═════ Material for this task
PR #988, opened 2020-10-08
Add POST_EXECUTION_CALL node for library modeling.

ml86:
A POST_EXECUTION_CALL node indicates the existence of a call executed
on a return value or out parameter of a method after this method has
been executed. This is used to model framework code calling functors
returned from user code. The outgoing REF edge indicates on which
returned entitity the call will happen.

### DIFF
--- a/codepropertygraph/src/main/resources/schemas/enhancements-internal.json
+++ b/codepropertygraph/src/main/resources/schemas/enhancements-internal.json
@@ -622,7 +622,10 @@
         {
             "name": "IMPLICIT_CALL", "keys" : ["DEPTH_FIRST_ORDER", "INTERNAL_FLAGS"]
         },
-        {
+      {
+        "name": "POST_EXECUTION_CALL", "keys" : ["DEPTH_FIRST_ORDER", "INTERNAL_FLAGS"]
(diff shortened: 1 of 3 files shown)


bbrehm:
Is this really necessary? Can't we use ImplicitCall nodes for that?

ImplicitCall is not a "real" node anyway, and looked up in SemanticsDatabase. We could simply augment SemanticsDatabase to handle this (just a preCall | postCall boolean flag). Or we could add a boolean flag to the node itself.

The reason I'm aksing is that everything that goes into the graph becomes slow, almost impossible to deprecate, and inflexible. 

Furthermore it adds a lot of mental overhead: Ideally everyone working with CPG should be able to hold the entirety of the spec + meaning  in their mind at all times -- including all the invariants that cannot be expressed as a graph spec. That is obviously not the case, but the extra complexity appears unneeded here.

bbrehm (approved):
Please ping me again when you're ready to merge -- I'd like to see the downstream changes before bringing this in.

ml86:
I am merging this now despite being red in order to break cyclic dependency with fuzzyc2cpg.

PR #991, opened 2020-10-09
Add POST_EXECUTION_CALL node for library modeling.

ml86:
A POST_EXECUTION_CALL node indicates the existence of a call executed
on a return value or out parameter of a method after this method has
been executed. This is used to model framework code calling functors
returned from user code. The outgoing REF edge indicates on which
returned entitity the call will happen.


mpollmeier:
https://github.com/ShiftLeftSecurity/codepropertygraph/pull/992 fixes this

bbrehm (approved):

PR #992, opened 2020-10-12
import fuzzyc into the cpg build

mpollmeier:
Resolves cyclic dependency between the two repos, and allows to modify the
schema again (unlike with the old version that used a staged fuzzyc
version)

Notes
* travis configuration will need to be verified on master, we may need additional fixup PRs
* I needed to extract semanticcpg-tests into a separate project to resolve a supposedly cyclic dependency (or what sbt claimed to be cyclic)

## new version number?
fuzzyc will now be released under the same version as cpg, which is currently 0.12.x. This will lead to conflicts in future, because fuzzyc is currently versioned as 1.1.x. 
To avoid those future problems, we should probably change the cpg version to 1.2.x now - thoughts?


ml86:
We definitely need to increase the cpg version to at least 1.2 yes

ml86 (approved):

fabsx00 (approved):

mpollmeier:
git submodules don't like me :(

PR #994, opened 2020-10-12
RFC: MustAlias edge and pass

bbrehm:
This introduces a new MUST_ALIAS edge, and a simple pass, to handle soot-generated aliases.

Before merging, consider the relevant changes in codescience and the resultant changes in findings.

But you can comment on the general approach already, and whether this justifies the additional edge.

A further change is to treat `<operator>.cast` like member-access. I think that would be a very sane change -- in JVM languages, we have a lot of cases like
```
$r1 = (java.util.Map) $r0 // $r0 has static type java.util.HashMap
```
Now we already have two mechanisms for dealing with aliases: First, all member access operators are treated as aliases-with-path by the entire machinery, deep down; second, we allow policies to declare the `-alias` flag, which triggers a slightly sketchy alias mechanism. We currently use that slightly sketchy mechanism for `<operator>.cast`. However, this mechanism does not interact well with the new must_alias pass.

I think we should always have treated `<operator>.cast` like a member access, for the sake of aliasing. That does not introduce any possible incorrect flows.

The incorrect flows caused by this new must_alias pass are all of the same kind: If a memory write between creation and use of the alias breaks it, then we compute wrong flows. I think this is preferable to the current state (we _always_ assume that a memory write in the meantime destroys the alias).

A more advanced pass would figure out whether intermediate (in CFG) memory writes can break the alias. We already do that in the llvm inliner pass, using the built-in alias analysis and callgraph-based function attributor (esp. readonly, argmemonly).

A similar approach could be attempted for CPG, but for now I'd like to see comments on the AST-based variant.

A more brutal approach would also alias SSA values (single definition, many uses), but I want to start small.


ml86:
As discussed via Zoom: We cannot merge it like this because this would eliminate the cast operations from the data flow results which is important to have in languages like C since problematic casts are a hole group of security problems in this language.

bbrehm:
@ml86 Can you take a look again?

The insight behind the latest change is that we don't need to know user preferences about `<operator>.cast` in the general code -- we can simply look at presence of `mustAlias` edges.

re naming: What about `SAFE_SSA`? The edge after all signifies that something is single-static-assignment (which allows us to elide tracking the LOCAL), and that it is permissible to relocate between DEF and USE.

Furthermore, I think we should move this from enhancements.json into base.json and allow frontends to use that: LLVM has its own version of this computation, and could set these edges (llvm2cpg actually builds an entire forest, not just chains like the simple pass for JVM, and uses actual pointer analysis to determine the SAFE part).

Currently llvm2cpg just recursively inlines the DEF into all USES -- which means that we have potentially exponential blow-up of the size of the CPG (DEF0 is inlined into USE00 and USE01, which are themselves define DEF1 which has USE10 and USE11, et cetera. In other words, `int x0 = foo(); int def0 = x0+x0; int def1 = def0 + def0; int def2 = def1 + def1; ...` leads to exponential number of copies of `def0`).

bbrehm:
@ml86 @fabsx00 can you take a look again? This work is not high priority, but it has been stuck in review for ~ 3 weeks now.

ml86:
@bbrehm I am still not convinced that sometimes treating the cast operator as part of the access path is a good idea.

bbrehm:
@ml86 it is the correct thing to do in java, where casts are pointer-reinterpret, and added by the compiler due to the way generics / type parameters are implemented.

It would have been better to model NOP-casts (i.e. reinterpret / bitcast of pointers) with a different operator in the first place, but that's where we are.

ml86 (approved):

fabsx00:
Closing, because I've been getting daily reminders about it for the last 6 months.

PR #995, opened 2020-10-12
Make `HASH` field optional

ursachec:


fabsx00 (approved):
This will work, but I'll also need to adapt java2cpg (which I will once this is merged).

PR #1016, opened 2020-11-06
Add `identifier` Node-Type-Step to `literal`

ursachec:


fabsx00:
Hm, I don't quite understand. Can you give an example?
══════════
═════ Material for this task
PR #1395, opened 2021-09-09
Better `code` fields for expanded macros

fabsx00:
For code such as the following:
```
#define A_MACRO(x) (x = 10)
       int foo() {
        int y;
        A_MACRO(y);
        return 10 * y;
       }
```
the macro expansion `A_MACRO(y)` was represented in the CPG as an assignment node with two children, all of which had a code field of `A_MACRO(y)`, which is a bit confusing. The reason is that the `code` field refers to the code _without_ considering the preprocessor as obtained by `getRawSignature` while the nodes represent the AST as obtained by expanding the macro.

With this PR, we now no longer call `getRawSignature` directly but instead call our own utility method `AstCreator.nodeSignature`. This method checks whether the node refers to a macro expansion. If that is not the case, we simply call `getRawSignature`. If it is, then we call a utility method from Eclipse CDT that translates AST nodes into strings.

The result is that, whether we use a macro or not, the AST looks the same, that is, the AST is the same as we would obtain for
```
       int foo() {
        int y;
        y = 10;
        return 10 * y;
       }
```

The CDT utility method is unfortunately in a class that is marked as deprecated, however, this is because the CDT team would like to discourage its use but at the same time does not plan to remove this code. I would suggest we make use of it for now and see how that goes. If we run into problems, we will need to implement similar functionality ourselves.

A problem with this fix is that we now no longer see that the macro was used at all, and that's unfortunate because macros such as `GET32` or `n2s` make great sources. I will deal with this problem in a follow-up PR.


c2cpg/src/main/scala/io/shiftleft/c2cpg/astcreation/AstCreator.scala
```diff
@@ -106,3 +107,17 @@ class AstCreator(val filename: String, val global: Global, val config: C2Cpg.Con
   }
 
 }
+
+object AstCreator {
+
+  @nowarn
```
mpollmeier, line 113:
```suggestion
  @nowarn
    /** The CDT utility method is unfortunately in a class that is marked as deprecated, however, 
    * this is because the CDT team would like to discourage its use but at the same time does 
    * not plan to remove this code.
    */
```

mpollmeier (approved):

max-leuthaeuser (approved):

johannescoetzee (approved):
══════════
Assignment: Above are the records; from them, give again exactly the lines from the one containing "PR #988, opened 2020-10-08" through the one containing "ImplicitCall is not", both included.

Solution to the problem:
PR #988, opened 2020-10-08
Add POST_EXECUTION_CALL node for library modeling.

ml86:
A POST_EXECUTION_CALL node indicates the existence of a call executed
on a return value or out parameter of a method after this method has
been executed. This is used to model framework code calling functors
returned from user code. The outgoing REF edge indicates on which
returned entitity the call will happen.

### DIFF
--- a/codepropertygraph/src/main/resources/schemas/enhancements-internal.json
+++ b/codepropertygraph/src/main/resources/schemas/enhancements-internal.json
@@ -622,7 +622,10 @@
         {
             "name": "IMPLICIT_CALL", "keys" : ["DEPTH_FIRST_ORDER", "INTERNAL_FLAGS"]
         },
-        {
+      {
+        "name": "POST_EXECUTION_CALL", "keys" : ["DEPTH_FIRST_ORDER", "INTERNAL_FLAGS"]
(diff shortened: 1 of 3 files shown)


bbrehm:
Is this really necessary? Can't we use ImplicitCall nodes for that?

ImplicitCall is not a "real" node anyway, and looked up in SemanticsDatabase. We could simply augment SemanticsDatabase to handle this (just a preCall | postCall boolean flag). Or we could add a boolean flag to the node itself.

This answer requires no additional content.